I bought the first year GHG's without the locknuts so I had to spend a lot of time fixing. The paint held up better than the bases, but I'm starting to hunt with a lot of guys with the 12-decoy Avery bags....they are a must for GHG's.

My trailer has 7 doz. foots with flocked heads, 3 doz. GHG's, 3 doz. Higdon stackables and 8 doz. silhouettes with RealGeese ( if we ever get a cloudy day ). I run 2 dozen windlife's and a dozen decoy dancer's. I have another 5 doz. canada shells for hunting in the snow. Usually I hook up with dblkluk or 4curlredleg (or both) so we run around 25-40 doz. decoys for migrators.


----------



## bratlabs (Mar 11, 2005)

Chris Hustad said:


> Usually I hook up with dblkluk or 4curlredleg (or both) so we run around 25-40 doz. decoys for migrators.

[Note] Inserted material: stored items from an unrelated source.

PR #307, opened 2021-10-13
feat: return third party records

### LINKED ISSUE #275: Fetch Third parties
- Add a new endpoint to get the third-parties from the third-party subgraph.
- Add a new type `ThirdParty`.
- Util method to check if a specific Ethereum Address is manager from a third-party.
- Util method to check if a third party exists. (by URN)

```
{
  id: "urn:decentraland:polygon:ext-thirdparty",
  managers: [0xNacho, 0xAlvaro, ..., 0xBiza],
  maxItems: 0,
  items: [],
  name: "name",
  description: "desc",
  collections: [colllection_id1, collection_id2,...],
  resolver: "https://api.thirdparty/v1/",
  isApproved: true
}
```

nicosantangelo:
Closes #275

### DIFF
--- a/spec/utils.ts
+++ b/spec/utils.ts
@@ -37,10 +37,12 @@ export const wallet: Wallet = {
   },
 }
 
-export function buildURL(uri: string, queryString?: Record<string, string>) {
+export function buildURL(
+  uri: string,
+  queryString: Record<string, string> = {}
+) {
   const API_VERSION = env.get('API_VERSION', 'v1')
-  const search = queryString ? buildSearch(queryString) : ''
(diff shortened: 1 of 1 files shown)


spec/utils.ts
```diff
@@ -37,18 +37,33 @@ export const wallet: Wallet = {
   },
 }
 
-export function buildURL(uri: string) {
+export function buildURL(uri: string, queryString?: Record<string, string>) {
```
LautaroPetaccio, line 40: What if we do the same as in `createAuthHeaders` with the default parameter? You'll be able to return the string plus the query parameters.

PR #310, opened 2021-10-14
feat: only return approved third parties

nicosantangelo:
It also removed __typename from requests as we're not using it and it's cluttering our server responses (from thegraph)

### DIFF
--- a/src/ThirdParty/utils.spec.ts
+++ b/src/ThirdParty/utils.spec.ts
@@ -1,0 +1,38 @@
+import {
+  ThirdPartyFragment,
+  ThirdPartyMetadataType,
+} from '../ethereum/api/fragments'
+import { toThirdParty } from './utils'
+import { ThirdParty } from './ThirdParty.types'
+
+describe('toThirdParty', () => {
+  describe('when a fragment is supplied', () => {
+    let fragment: ThirdPartyFragment
+
+    beforeEach(() => {
+      fragment = {
+        id: 'some:id',
+        managers: ['0x1', '0x2'],
+        metadata: {
+          type: ThirdPartyMetadataType.THIRD_PARTY_V1,
+          thirdParty: {
+            name: 'a name',
+            description: 'some description',
+          },
+        },
+      }
+    })
+
+    it('should take a third party fragment and parse it to conform to the ThirdParty type', async () => {
+      const { name, description } = fragment.metadata.thirdParty
+
+      const thirdParty: ThirdParty = {
+        id: fragment.id,
+        managers: fragment.managers,
+        name: name,
+        description: description,
+      }
+      expect(toThirdParty(fragment)).toEqual(thirdParty)
+    })
+  })
+})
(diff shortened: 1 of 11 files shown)


src/ethereum/api/fragments.ts
```diff
@@ -53,9 +53,6 @@ export const thirdPartyFragment = () => gql`
   fragment thirdPartyFragment on ThirdParty {
     id
     managers
-    isApproved
-    maxItems
-    totalItems
```
LautaroPetaccio, line 58: Unless we're creating another endpoint to get the max items and the total items, I would leave these properties here so we can use them in the UI to tell the user to buy more slots.

LautaroPetaccio (changes requested):

src/ThirdParty/utils.ts
```diff
@@ -0,0 +1,12 @@
+import { utils } from 'decentraland-commons'
+import { ThirdPartyFragment } from '../ethereum/api/fragments'
+import { ThirdParty } from './ThirdParty.types'
+
+export function toThirdParty(fragment: ThirdPartyFragment): ThirdParty {
+  const { name, description } = fragment.metadata.thirdParty
```
LautaroPetaccio, line 6: I wouldn't use the object deconstruction here as thirdParty can be null.

src/ethereum/api/fragments.ts
```diff
@@ -106,9 +112,21 @@ export type CollectionFragment = {
...
   totalItems: number
+  metadata: ThirdPartyMetadata
+}
+
+export type ThirdPartyMetadata = {
+  type: ThirdPartyMetadataType
+  thirdParty: {
+    name: string
+    description: string
+  }
```
LautaroPetaccio, line 125: The property thirdParty can be null

src/ThirdParty/utils.spec.ts
```diff
@@ -0,0 +1,42 @@
...
+          type: ThirdPartyMetadataType.THIRD_PARTY_V1,
+          thirdParty: {
+            name: 'a name',
+            description: 'some description',
+          },
+        },
+      }
+    })
+
+    it('should take a third party fragment and parse it to conform to the ThirdParty type', async () => {
```
LautaroPetaccio, line 28: We can remove the async here, as we're not using the await keyword:
```suggestion
    it('should take a third party fragment and parse it to conform to the ThirdParty type', () => {
```

src/middleware/authentication.ts
```diff
@@ -74,7 +74,7 @@ async function decodeAuthChain(req: Request): Promise<string> {
       errorMessage = 'Missing ETH address in auth chain'
     } else {
       try {
-        const endpoint = (req.method + ':' + req.url).toLowerCase()
+        const endpoint = (req.method + ':' + req.path).toLowerCase()
```
LautaroPetaccio, line 77: Do we have any kind of test that verifies this change?

LautaroPetaccio (changes requested):

src/middleware/authentication.ts
nicosantangelo: We don't actually but I felt like testing the entire authentication middleware was a bit overkill for this PR

PR #313, opened 2021-10-15
fix: allow for published item updates even when the collection is locked

nicosantangelo:
Closes #311

PR #314, opened 2021-10-15
refactor: use collection service published

nicosantangelo:
depends on https://github.com/decentraland/builder-server/pull/313

The tests are fixed on https://github.com/decentraland/builder-server/pull/310 and broken in master also

### DIFF
--- a/src/Item/Item.router.ts
+++ b/src/Item/Item.router.ts
@@ -378,7 +378,8 @@ export class ItemRouter extends Router {
     }
 
     const isDbCollectionPublished =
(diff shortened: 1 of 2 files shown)


src/Item/Item.router.ts
```diff
@@ -347,30 +347,11 @@ export class ItemRouter extends Router {
       }
     }
 
+    const service = new CollectionService()
```
LautaroPetaccio, line 350: Can we init the `CollectionService` globaly?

Thats a [email protected] big spread.


----------



## djleye (Nov 14, 2002)

> Tongue kiss your same sex hunting buddy for 3 minutes





> Usually I hook up with dblkluk or 4curlredleg (or both)


----------



## GooseBuster3 (Mar 1, 2002)

GHG 's suck, and I dont care about " How good they look". If you cant kill geese over bigfoots you have got problems.


----------



## Goose Guy350 (Nov 29, 2004)

Chris,
I hear they can see 40 dozen decoys from space, or close to it :lol:


----------



## purepower (Sep 11, 2004)

personally from what ive seen if GHG didnt stand ur test neither will hardcores!!! they take way more TLC than most decoys


----------